How this skill works

The skill generates or uses an existing STAR genome index tuned to read length (sjdbOverhang) and runs STAR with thread and memory controls. It can perform single-pass or two-pass alignments, produce sorted BAM output, splice junction tables, gene counts, and chimeric junction reports.

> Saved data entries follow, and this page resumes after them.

PR #1124, opened 2020-06-26
Add stale message map to improve P2P message rate

zhangmeng916:
### Issues

(#1067 )

### Description

This PR adds the stale message map in Instance Message cache and updates it in every current state computation stage. For those stale message, we do not put it in pending messages, so that it won't block the next state transition on that partition.

### Tests

helix-core
[INFO] Results:
[INFO]
[ERROR] Failures:
[ERROR]   TestRoutingTableProviderPeriodicRefresh.testPeriodicRefresh:192 expected:<7> but was:<6>
[ERROR]   TestWorkflowTimeout.testWorkflowRunningTime:66 » Helix Workflow "testWorkflowR...
[INFO]
[ERROR] Tests run: 1153, Failures: 2, Errors: 0, Skipped: 1
[INFO]
[INFO] BUILD FAILURE
[INFO] Total time:  01:17 h
[INFO] Finished at: 2020-07-21T10:44:32-07:00

helix-rest:
[INFO] Tests run: 163, Failures: 0, Errors: 0, Skipped: 0, Time elapsed: 31.269 s - in TestSuite
[INFO] 
[INFO] Results:
[INFO] 
[INFO] 
[INFO] BUILD SUCCESS
[INFO] Total time:  35.057 s
[INFO] Finished at: 2020-07-14T23:21:11-07:00

helix-rest:
[INFO] Tests run: 163, Failures: 0, Errors: 0, Skipped: 0, Time elapsed: 31.265 s - in TestSuite
[INFO] 
[INFO] Results:
[INFO] 
[INFO] 
[INFO] BUILD SUCCESS
[INFO] Total time:  35.137 s
[INFO] Finished at: 2020-07-15T11:25:19-07:00

### Commits

### Code Quality

### DIFF
--- a/helix-core/src/main/java/org/apache/helix/common/caches/InstanceMessagesCache.java
+++ b/helix-core/src/main/java/org/apache/helix/common/caches/InstanceMessagesCache.java
@@ -153,11 +153,17 @@ public class InstanceMessagesCache {
         "END: InstanceMessagesCache.refresh(), {} of Messages read from ZooKeeper. took {} ms. ",
         newMessageKeys.size(), (System.currentTimeMillis() - startTime));
 
+    refreshStaleMessageCache();
     return true;
   }
 
   public Map<String, Map<String, Message>> getStaleMessageCache() {
     return _staleMessageCache;
+  }
+
+  public void addStaleMessage(String instanceName, Message staleMessage) {
+    _staleMessageCache.putIfAbsent(instanceName, new HashMap<>());
+    _staleMessageCache.get(instanceName).putIfAbsent(staleMessage.getMsgId(), staleMessage);
   }
 
   /**
@@ -523,6 +529,22 @@ public class InstanceMessagesCache {
     }
     _relayMessageCache.get(instanceName).put(relayMessage.getId(), relayMessage);
     _relayHostMessageCache.put(relayMessage.getMsgId(), hostMessage);
+  }
+
+  // filter stale message cache by message cache to remove deleted messages
+  private void refreshStaleMessageCache() {
+    LOG.info("Start to refresh stale message cache");
+    for (String instanceName : _staleMessageCache.keySet()) {
+      for (String messageId : _staleMessageCache.get(instanceName).keySet()) {
+        if (!_messageCache.getOrDefault(instanceName, Collections.emptyMap())
+            .containsKey(messageId)) {
+          _staleMessageCache.get(instanceName).remove(messageId);
+          if (_staleMessageCache.get(instanceName).size() == 0) {
+            _staleMessageCache.remove(instanceName);
+          }
+        }
+      }
+    }
   }
 
   @Override public String toString() {
--- a/helix-core/src/main/java/org/apache/helix/common/caches/InstanceMessagesCache.java
+++ b/helix-core/src/main/java/org/apache/helix/common/caches/InstanceMessagesCache.java
@@ -156,7 +156,7 @@ public class InstanceMessagesCache {
   public Map<String, Map<String, Message>> getStaleMessageCache() {
     return _staleMessageCache;
   }
-  
+
   /**
    * Refresh relay message cache by updating relay messages read from ZK, and remove all expired relay messages.
    */
--- a/helix-core/src/main/java/org/apache/helix/common/caches/InstanceMessagesCache.java
+++ b/helix-core/src/main/java/org/apache/helix/common/caches/InstanceMessagesCache.java
@@ -152,27 +152,18 @@ public class InstanceMessagesCache {
     LOG.info(
         "END: InstanceMessagesCache.refresh(), {} of Messages read from ZooKeeper. took {} ms. ",
         newMessageKeys.size(), (System.currentTimeMillis() - startTime));
+
+    refreshStaleMessageCache();
+
     return true;
   }
 
-  // filter stale message cache by message cache to remove deleted messages
   public Map<String, Map<String, Message>> getStaleMessageCache() {
-    for (String instanceName : _staleMessageCache.keySet()) {
-      for (String messageId : _staleMessageCache.get(instanceName).keySet()) {
-        if (!_messageCache.getOrDefault(instanceName, Collections.emptyMap())
-            .containsKey(messageId)) {
-          _staleMessageCache.get(instanceName).remove(messageId);
-          if (_staleMessageCache.get(instanceName).size() == 0) {
-            _staleMessageCache.remove(instanceName);
-          }
-        }
-      }
-    }
     return _staleMessageCache;
   }
 
-  public void setStaleMessageCache(Map<String, Map<String, Message>> staleMessageMap) {
-    _staleMessageCache = staleMessageMap;
+  public void cacheStaleMessageCache(Map<String, Map<String, Message>> staleMessageMap) {
+    _staleMessageCache = new HashMap<>(staleMessageMap);
   }
   /**
    * Refresh relay message cache by updating relay messages read from ZK, and remove all expired relay messages.
@@ -537,6 +528,21 @@ public class InstanceMessagesCache {
     }
     _relayMessageCache.get(instanceName).put(relayMessage.getId(), relayMessage);
     _relayHostMessageCache.put(relayMessage.getMsgId(), hostMessage);
+  }
+
+  // filter stale message cache by message cache to remove deleted messages
+  private void refreshStaleMessageCache() {
+    for (String instanceName : _staleMessageCache.keySet()) {
+      for (String messageId : _staleMessageCache.get(instanceName).keySet()) {
+        if (!_messageCache.getOrDefault(instanceName, Collections.emptyMap())
+            .containsKey(messageId)) {
+          _staleMessageCache.get(instanceName).remove(messageId);
+          if (_staleMessageCache.get(instanceName).size() == 0) {
+            _staleMessageCache.remove(instanceName);
+          }
+        }
+      }
+    }
   }
 
   @Override public String toString() {
--- a/helix-core/src/main/java/org/apache/helix/common/caches/InstanceMessagesCache.java
+++ b/helix-core/src/main/java/org/apache/helix/common/caches/InstanceMessagesCache.java
@@ -29,6 +29,7 @@ import java.util.Map;
 import java.util.Set;
 import java.util.concurrent.TimeUnit;
 
+import com.google.common.annotations.VisibleForTesting;
 import com.google.common.collect.Lists;
 import com.google.common.collect.Maps;
 import com.google.common.collect.Sets;
@@ -157,8 +158,17 @@ public class InstanceMessagesCache {
     return true;
   }
 
+  @VisibleForTesting
   public Map<String, Map<String, Message>> getStaleMessageCache() {
     return _staleMessageCache;
+  }
+
+  public Set<Message> getStaleMessagesByInstance(String instanceName) {
+    Map<String, Message> staleMessageMap = _staleMessageCache.get(instanceName);
+    if (staleMessageMap != null) {
+      return new HashSet<>(staleMessageMap.values());
+    }
+    return Collections.emptySet();
   }
 
   public void addStaleMessage(String instanceName, Message staleMessage) {
--- a/helix-core/src/main/java/org/apache/helix/common/caches/InstanceMessagesCache.java
+++ b/helix-core/src/main/java/org/apache/helix/common/caches/InstanceMessagesCache.java
@@ -531,20 +531,25 @@ public class InstanceMessagesCache {
     _relayHostMessageCache.put(relayMessage.getMsgId(), hostMessage);
   }
 
-  // filter stale message cache by message cache to remove deleted messages
+  // filter stale message cache by message cache to remove already deleted messages
   private void refreshStaleMessageCache() {
     LOG.info("Start to refresh stale message cache");
+    Map<String, Set<String>> toRemoveMessages = new HashMap<>();
     for (String instanceName : _staleMessageCache.keySet()) {
       for (String messageId : _staleMessageCache.get(instanceName).keySet()) {
         if (!_messageCache.getOrDefault(instanceName, Collections.emptyMap())
             .containsKey(messageId)) {
-          _staleMessageCache.get(instanceName).remove(messageId);
-          if (_staleMessageCache.get(instanceName).size() == 0) {
-            _staleMessageCache.remove(instanceName);
-          }
+          toRemoveMessages.computeIfAbsent(instanceName, k -> new HashSet<>()).add(messageId);
         }
       }
     }
+
+    toRemoveMessages.entrySet().stream().forEach(entry -> {
+      entry.getValue().stream().forEach(id -> _staleMessageCache.get(entry.getKey()).remove(id));
+      if (_staleMessageCache.get(entry.getKey()).size() == 0) {
+        _staleMessageCache.remove(entry.getKey());
+      }
+    });
   }
 
   @Override public String toString() {
--- a/helix-core/src/main/java/org/apache/helix/common/caches/InstanceMessagesCache.java
+++ b/helix-core/src/main/java/org/apache/helix/common/caches/InstanceMessagesCache.java
@@ -157,6 +157,9 @@ public class InstanceMessagesCache {
     return _staleMessageCache;
   }
 
+  public void setStaleMessageCache(Map<String, Map<String, Message>> staleMessageMap) {
+    _staleMessageCache = staleMessageMap;
+  }
   /**
    * Refresh relay message cache by updating relay messages read from ZK, and remove all expired relay messages.
    */
--- a/helix-core/src/main/java/org/apache/helix/common/caches/InstanceMessagesCache.java
+++ b/helix-core/src/main/java/org/apache/helix/common/caches/InstanceMessagesCache.java
@@ -155,7 +155,19 @@ public class InstanceMessagesCache {
     return true;
   }
 
+  // filter stale message cache by message cache to remove deleted messages
   public Map<String, Map<String, Message>> getStaleMessageCache() {
+    for (String instanceName : _staleMessageCache.keySet()) {
+      for (String messageId : _staleMessageCache.get(instanceName).keySet()) {
+        if (!_messageCache.getOrDefault(instanceName, Collections.emptyMap())
+            .containsKey(messageId)) {
+          _staleMessageCache.get(instanceName).remove(messageId);
+          if (_staleMessageCache.get(instanceName).size() == 0) {
+            _staleMessageCache.remove(instanceName);
+          }
+        }
+      }
+    }
     return _staleMessageCache;
   }
 
--- a/helix-core/src/main/java/org/apache/helix/common/caches/InstanceMessagesCache.java
+++ b/helix-core/src/main/java/org/apache/helix/common/caches/InstanceMessagesCache.java
@@ -55,6 +55,8 @@ public class InstanceMessagesCache {
   // <instance -> {<MessageId, Message>}>
   private Map<String, Map<String, Message>> _messageCache = Maps.newHashMap();
 
+  private Map<String, Map<String, Message>> _staleMessageCache = Maps.newHashMap();
+
   // maintain a set of valid pending P2P messages.
   // <instance -> {<MessageId, Message>}>
   private Map<String, Map<String, Message>> _relayMessageCache = Maps.newHashMap();
@@ -151,6 +153,13 @@ public class InstanceMessagesCache {
     return true;
   }
 
+  public Map<String, Map<String, Message>> getStaleMessageCache() {
+    return _staleMessageCache;
+  }
+
+  public void setStaleMessageCache(Map<String, Map<String, Message>> staleMessageMap) {
+    _staleMessageCache = staleMessageMap;
+  }
   /**
    * Refresh relay message cache by updating relay messages read from ZK, and remove all expired relay messages.
    */
--- a/helix-core/src/main/java/org/apache/helix/common/caches/InstanceMessagesCache.java
+++ b/helix-core/src/main/java/org/apache/helix/common/caches/InstanceMessagesCache.java
@@ -55,6 +55,8 @@ public class InstanceMessagesCache {
   // <instance -> {<MessageId, Message>}>
   private Map<String, Map<String, Message>> _messageCache = Maps.newHashMap();
 
+  // maintain a cache of stale messages
+  // <instance -> {<MessageId, Message>}>
   private Map<String, Map<String, Message>> _staleMessageCache = Maps.newHashMap();
 
   // maintain a set of valid pending P2P messages.
--- a/helix-core/src/main/java/org/apache/helix/common/caches/InstanceMessagesCache.java
+++ b/helix-core/src/main/java/org/apache/helix/common/caches/InstanceMessagesCache.java
@@ -156,10 +156,7 @@ public class InstanceMessagesCache {
   public Map<String, Map<String, Message>> getStaleMessageCache() {
     return _staleMessageCache;
   }
-
-  public void setStaleMessageCache(Map<String, Map<String, Message>> staleMessageMap) {
-    _staleMessageCache = staleMessageMap;
-  }
+  
   /**
    * Refresh relay message cache by updating relay messages read from ZK, and remove all expired relay messages.
    */
--- a/helix-core/src/main/java/org/apache/helix/common/caches/InstanceMessagesCache.java
+++ b/helix-core/src/main/java/org/apache/helix/common/caches/InstanceMessagesCache.java
@@ -153,8 +153,6 @@ public class InstanceMessagesCache {
         "END: InstanceMessagesCache.refresh(), {} of Messages read from ZooKeeper. took {} ms. ",
         newMessageKeys.size(), (System.currentTimeMillis() - startTime));
 
-    refreshStaleMessageCache();
-
     return true;
   }
 
@@ -162,9 +160,6 @@ public class InstanceMessagesCache {
     return _staleMessageCache;
   }
 
-  public void cacheStaleMessageCache(Map<String, Map<String, Message>> staleMessageMap) {
-    _staleMessageCache = new HashMap<>(staleMessageMap);
-  }
   /**
    * Refresh relay message cache by updating relay messages read from ZK, and remove all expired relay messages.
    */
@@ -528,21 +523,6 @@ public class InstanceMessagesCache {
     }
     _relayMessageCache.get(instanceName).put(relayMessage.getId(), relayMessage);
     _relayHostMessageCache.put(relayMessage.getMsgId(), hostMessage);
-  }
-
-  // filter stale message cache by message cache to remove deleted messages
-  private void refreshStaleMessageCache() {
-    for (String instanceName : _staleMessageCache.keySet()) {
-      for (String messageId : _staleMessageCache.get(instanceName).keySet()) {
-        if (!_messageCache.getOrDefault(instanceName, Collections.emptyMap())
-            .containsKey(messageId)) {
-          _staleMessageCache.get(instanceName).remove(messageId);
-          if (_staleMessageCache.get(instanceName).size() == 0) {
-            _staleMessageCache.remove(instanceName);
-          }
-        }
-      }
-    }
   }
 
   @Override public String toString() {
--- a/helix-core/src/main/java/org/apache/helix/controller/dataproviders/BaseControllerDataProvider.java
+++ b/helix-core/src/main/java/org/apache/helix/controller/dataproviders/BaseControllerDataProvider.java
@@ -544,6 +544,13 @@ public class BaseControllerDataProvider implements ControlContextProvider {
     return _instanceMessagesCache.getMessages(instanceName);
   }
 
+  public void setStaleMessages(Map<String, Map<String, Message>> staleMessageMap) {
+    _instanceMessagesCache.setStaleMessageCache(staleMessageMap);
+  }
+
+  public Map<String, Map<String, Message>> getStaleMessages() {
+    return _instanceMessagesCache.getStaleMessageCache();
+  }
   /**
    * Provides a list of current outstanding pending relay messages on a given instance.
    * @param instanceName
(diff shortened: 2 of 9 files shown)


helix-core/src/main/java/org/apache/helix/controller/stages/CurrentStateComputationStage.java
```diff
@@ -56,11 +57,17 @@
  */
 public class CurrentStateComputationStage extends AbstractBaseStage {
   private static Logger LOG = LoggerFactory.getLogger(CurrentStateComputationStage.class);
+  private boolean isTaskFrameworkPipeline = false;
```
jiajunwang, line 60: nit, _ isTaskFrameworkPipeline

helix-core/src/main/java/org/apache/helix/controller/dataproviders/BaseControllerDataProvider.java
```diff
@@ -544,6 +544,13 @@ public synchronized void setLiveInstances(List<LiveInstance> liveInstances) {
     return _instanceMessagesCache.getMessages(instanceName);
   }
 
+  public void setStaleMessages(Map<String, Map<String, Message>> staleMessageMap) {
```
jiajunwang, line 547: This is never called? Or there are some other changes that you haven't pushed?

zhangmeng916: Yeah, it's never called. Originally I used it, but then I simplified the code, and it's not used any more. I've removed.

helix-core/src/main/java/org/apache/helix/common/caches/InstanceMessagesCache.java
```diff
@@ -151,6 +153,13 @@ public boolean refresh(HelixDataAccessor accessor, Map<String, LiveInstance> liv
     return true;
   }
 
+  public Map<String, Map<String, Message>> getStaleMessageCache() {
+    return _staleMessageCache;
+  }
+
+  public void setStaleMessageCache(Map<String, Map<String, Message>> staleMessageMap) {
```
jiajunwang: Not used?

jiajunwang: If no set is called, how the items in the cache being updated?

helix-core/src/main/java/org/apache/helix/controller/stages/CurrentStateComputationStage.java
```diff
@@ -236,6 +267,11 @@ private void updateCurrentStates(LiveInstance instance, Collection<CurrentState>
     }
   }
 
+  private void setStaleMessage(CurrentStateOutput currentStateOutput, String instanceName,
```
jiajunwang, line 270: Can we just call "currentStateOutput.setStaleMessage(instanceName, message);" in the caller so we don't need this method?

helix-core/src/main/java/org/apache/helix/controller/stages/CurrentStateComputationStage.java
```diff
@@ -191,6 +213,15 @@ private void updatePendingMessages(LiveInstance instance, Collection<Message> pe
     }
   }
 
+  private boolean isStaleMessage(Message message, String currentState) {
+    if (_isTaskFrameworkPipeline || currentState == null || message.getFromState() == null
```
jiajunwang, line 217: Introducing _isTaskFrameworkPipeline to isStaleMessage is confusing. I would prefer do this,
"if (!_isTaskFrameworkPipeline && isStaleMessage(...)) {set stale message}"

helix-core/src/main/java/org/apache/helix/controller/stages/MessageGenerationPhase.java
```diff
@@ -344,6 +367,13 @@ private void schedulePendingMessageCleanUp(
             if (accessor.removeProperty(msg.getKey(accessor.keyBuilder(), instanceName))) {
               LogUtil.logInfo(logger, _eventId, String
                   .format("Deleted message %s from instance %s", msg.getMsgId(), instanceName));
+              if (staleMessageMap != null && staleMessageMap.containsKey(msg.getTgtName())
+                  && staleMessageMap.get(msg.getTgtName()).containsKey(msg.getMsgId())) {
```
jiajunwang, line 371: nit, could be simpler by
if (staleMessageMap != null && staleMessageMap.getOrDefault(msg.getTgtName(), EmptyMap()).remove(msg.getMsgId())) {
  if (staleMessageMap.get(msg.getTgtName()).size() == 0) {
                  staleMessageMap.remove(msg.getTgtName());
                }
}

helix-core/src/main/java/org/apache/helix/controller/stages/MessageGenerationPhase.java
```diff
@@ -371,6 +401,14 @@ private boolean shouldCleanUpPendingMessage(Message pendingMsg, String currentSt
     }
   }
 
+  private boolean shouldCleanUpStaleMessage(Message staleMsg, Long currentStateTransitionEndTime) {
+    if (staleMsg == null) {
```
jiajunwang, line 405: Can staleMsg be null?

helix-core/src/main/java/org/apache/helix/controller/stages/MessageGenerationPhase.java
```diff
@@ -344,6 +367,13 @@ private void schedulePendingMessageCleanUp(
             if (accessor.removeProperty(msg.getKey(accessor.keyBuilder(), instanceName))) {
               LogUtil.logInfo(logger, _eventId, String
                   .format("Deleted message %s from instance %s", msg.getMsgId(), instanceName));
+              if (staleMessageMap != null && staleMessageMap.containsKey(msg.getTgtName())
```
jiajunwang, line 370: I think staleMessageMap won't be null.

helix-core/src/main/java/org/apache/helix/controller/stages/MessageGenerationPhase.java
```diff
@@ -188,14 +192,24 @@ private void generateMessage(final Resource resource, final BaseControllerDataPr
 
         if (pendingMessage != null && shouldCleanUpPendingMessage(pendingMessage, currentState,
             currentStateOutput.getEndTime(resourceName, partition, instanceName))) {
-          LogUtil.logInfo(logger, _eventId, String.format(
-              "Adding pending message %s on instance %s to clean up. Msg: %s->%s, current state of resource %s:%s is %s",
-              pendingMessage.getMsgId(), instanceName, pendingMessage.getFromState(),
-              pendingMessage.getToState(), resourceName, partition, currentState));
-          if (!pendingMessagesToCleanUp.containsKey(instanceName)) {
-            pendingMessagesToCleanUp.put(instanceName, new HashMap<String, Message>());
+          String logMsg = String.format(
```
jiajunwang, line 195: Better to move this logic into the logAndAddToCleanUp() method too.
This will increase the parameters, but the code here would be much simpler.

jiajunwang: This also helps to reduce the duplicate code that logs the stale messages.

helix-core/src/main/java/org/apache/helix/controller/stages/MessageGenerationPhase.java
zhangmeng916: I think it won't be. It's got instantiated in `CurrentStateOutput`

helix-core/src/main/java/org/apache/helix/controller/stages/MessageGenerationPhase.java
zhangmeng916: Normally it shouldn't. But I'm not 100% sure. I saw pendingMessage has similar check. Want to keep it for safe.

helix-core/src/main/java/org/apache/helix/common/caches/InstanceMessagesCache.java
zhangmeng916: So it's used by this way:
Map<String, Map<String, Message>> existingStaleMessages = cache.getStaleMessages();
currentStateOutput.setStaleMessageMap(existingStaleMessages);

So when the currentStateOutput's stale message gets updated, the instance cache should also be updated, right? as it's just shallow copy. Let me know if you think differently.

helix-core/src/main/java/org/apache/helix/controller/stages/MessageGenerationPhase.java
zhangmeng916: Please take a look at the updated one. I believe it's safe.

helix-core/src/main/java/org/apache/helix/common/caches/InstanceMessagesCache.java
jiajunwang: This is not a good style. Better to make it explicitly updated.

helix-core/src/main/java/org/apache/helix/controller/stages/MessageGenerationPhase.java
jiajunwang: Both versions are safe. Just too verbose.

helix-core/src/main/java/org/apache/helix/controller/stages/MessageGenerationPhase.java
jiajunwang: I personally prefer to fail early. If it should not, then we should not check. The concern is that overprotected code will hide potential issues.
For example, if some bugs make it always null, then you will always get false as a result. But it would be better that we get an NPE, then the bug will be identified the first time.

helix-core/src/main/java/org/apache/helix/controller/stages/CurrentStateOutput.java
```diff
@@ -238,6 +256,16 @@ public Message getPendingMessage(String resourceName, Partition partition, Strin
     return getStateMessage(resourceName, partition, instanceName, _pendingMessageMap);
   }
 
+  public Set<Message> getStaleMessages(String instanceName) {
```
jiajunwang, line 259: nit, maybe call it getStaleMessagesByInstance would help to differentiate it from getStaleMessageMap

helix-core/src/main/java/org/apache/helix/controller/stages/MessageGenerationPhase.java
```diff
@@ -77,8 +81,9 @@ protected void processEvent(ClusterEvent event, ResourcesStateMap resourcesState
     BaseControllerDataProvider cache = event.getAttribute(AttributeName.ControllerDataProvider.name());
     Map<String, Resource> resourceMap =
         event.getAttribute(AttributeName.RESOURCES_TO_REBALANCE.name());
-    Map<String, Map<String, Message>> pendingMessagesToCleanUp = new HashMap<>();
     CurrentStateOutput currentStateOutput = event.getAttribute(AttributeName.CURRENT_STATE.name());
+
+    Map<String, Map<String, Message>> pendingMessagesToCleanUp = new HashMap<>();
```
jiajunwang, line 86: Takes me a while to figure it out. So we shall call it messagesToCleanup now, right?

jiajunwang: Same for the names of the other parameters that are pointing to this same map.

helix-core/src/main/java/org/apache/helix/controller/stages/MessageGenerationPhase.java
```diff
@@ -335,15 +362,21 @@ private void addGeneratedMessageToMap(final Message message,
...
-      @Override public Object call() {
+      @Override
+      public Object call() {
         for (Map.Entry<String, Map<String, Message>> entry : pendingMessagesToPurge.entrySet()) {
           String instanceName = entry.getKey();
           for (Message msg : entry.getValue().values()) {
             if (accessor.removeProperty(msg.getKey(accessor.keyBuilder(), instanceName))) {
               LogUtil.logInfo(logger, _eventId, String
                   .format("Deleted message %s from instance %s", msg.getMsgId(), instanceName));
+              staleMessageMap.getOrDefault(msg.getTgtName(), Collections.emptyMap())
```
jiajunwang, line 375: So based on what I commented before, if we calculate from scratch in every pipeline, we won't need to maintain this map here, right? Or we will have some usage side this stage that we will need to update the content of the map at runtime?

helix-core/src/main/java/org/apache/helix/controller/stages/MessageGenerationPhase.java
```diff
@@ -371,6 +404,11 @@ private boolean shouldCleanUpPendingMessage(Message pendingMsg, String currentSt
     }
   }
 
+  private boolean shouldCleanUpStaleMessage(Long currentStateTransitionEndTime) {
```
jiajunwang, line 407: nit, I think we can just put this logic to the caller. Since there is just one caller, and the logic is simple. The additional method layers will increase latency a little bit you know.

helix-core/src/main/java/org/apache/helix/controller/stages/CurrentStateComputationStage.java
```diff
@@ -77,15 +84,19 @@ public void process(ClusterEvent event) throws Exception {
...
       updateCurrentStates(instance, currentStateMap.values(), currentStateOutput, resourceMap);
+
+      Map<String, Map<String, Message>> existingStaleMessages = cache.getStaleMessages();
+      currentStateOutput.setStaleMessageMap(existingStaleMessages);
+      // update pending messages
+      Map<String, Message> messages = cache.getMessages(instanceName);
+      Map<String, Message> relayMessages = cache.getRelayMessages(instanceName);
+      updatePendingMessages(instance, messages.values(), currentStateOutput,
+          relayMessages.values(), resourceMap, existingStaleMessages);
+      cache.setStaleMessages(currentStateOutput.getStaleMessageMap());
```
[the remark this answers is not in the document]
zhangmeng916: The purpose of the cache is not for performance, but to keep all the historical stale messages. For example, assume a partition goes through M->S->M->S, and the first M->S message is not deleted even during the second M->S transition, if we only look at pending messages only, the first M->S message would be considered as non stale message, which causes confusion. With the cache, the stale messages would not be checked again.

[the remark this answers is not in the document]
jiajunwang: Then we need to define how the historical stale messages records are removed from the cache, or we will need to reboot the controller periodically, right?
Another concern is that if leadership switch happen, then you will still lose track of the first M->S message. So this is not a complete fix.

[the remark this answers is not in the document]
zhangmeng916: The stale message is periodically cleaned up the same way as `pending message`, and the logic is in message generation phase. 
If controller switch happens, the in memory data is just lost right? Then all stale messages are automatically cleaned up. Any concern?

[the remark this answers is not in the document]
jiajunwang: I got the first point. Should be fine. Thanks for the explanation.

Regarding the leadership switch, the new leader won't know your cached value. So it will treat the previous message ( "first M->S message") as not stale. In general, if you have any logic depends on the cache, then the leadership switch will be troublesome.

helix-core/src/main/java/org/apache/helix/controller/stages/CurrentStateComputationStage.java
zhangmeng916: currentStateOutput is already updated with latest stale messages, and accordingly, the cache is updated. So this method is actually redundant, and that's why I used to remove it. But I think from your previous comment, you'd like to an explicit `set` operation?

jiajunwang: You mean we can just remove it? The comment here is just saying that this private method is not necessary : )

But regarding the set, yes, I think we need explicit set. Implicit set always introduces bugs.

helix-core/src/main/java/org/apache/helix/controller/stages/MessageGenerationPhase.java
zhangmeng916: We do need for maintaining the history from previous pipelines. This could help better reduce stale messages.

helix-core/src/main/java/org/apache/helix/controller/stages/CurrentStateComputationStage.java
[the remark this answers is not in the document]
zhangmeng916: I see what you mean. I was talking about the case that message is gone from zk, but still in cache. So if the message hasn't been deleted from ZK yet, then yes, it'll stay there, and may cause confusion. I'm not sure whether this would cause a logic error. But I cannot think of other option unless we mark it in ZK.

helix-core/src/main/java/org/apache/helix/controller/stages/CurrentStateComputationStage.java
zhangmeng916: I mean this two lines:
updatePendingMessages(instance, messages.values(), relayMessages.values(), currentStateOutput,
          resourceMap);
      cache.setStaleMessages(currentStateOutput.getStaleMessageMap());

The second one is redundant. currentStateOutput is already updated in the function. But seems you think it's better to have the second one?

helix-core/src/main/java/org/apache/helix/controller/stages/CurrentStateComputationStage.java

It exposes ENCODE-recommended flags, shared-memory loading for multi-sample runs, and parameters to reduce memory footprint on constrained systems.

When to use it

  • Mapping RNA-seq reads that require splice-aware alignment
  • Detecting novel splice junctions (use two-pass mode)
  • Preparing BAMs for fusion/chimeric read detection
  • Generating gene-level counts directly from alignments
  • Scaling alignment across many samples using shared memory

Best practices

  • Build genome index with sjdbOverhang = read_length - 1 to improve junction mapping
  • Use two-pass mode for experiments expected to contain novel splice sites
  • Enable --quantMode GeneCounts when you want quick gene-level counts alongside alignments
  • Tune --runThreadN and --limitBAMsortRAM to match available CPU and memory
  • Use shared memory (--genomeLoad) when aligning many samples on the same node to reduce startup time

Example use cases

  • Paired-end RNA-seq alignment with sorted BAM output for differential expression pipelines
  • Two-pass alignment to improve discovery of novel splice junctions in tumor samples
  • Run with chimeric options to detect candidate gene fusions for cancer fusion discovery
  • Generate ReadsPerGene.out.tab during alignment for a fast QC of gene-level counts
  • Load genome into shared memory and run many sample alignments sequentially to save time and RAM

FAQ

What read length should I set for sjdbOverhang?

Set sjdbOverhang equal to read_length - 1 (for 150 bp reads use 149).

How do I reduce memory usage on a small server?

Use --genomeLoad NoSharedMemory, lower --limitBAMsortRAM, and set --limitGenomeGenerateRAM during index generation to fit available RAM.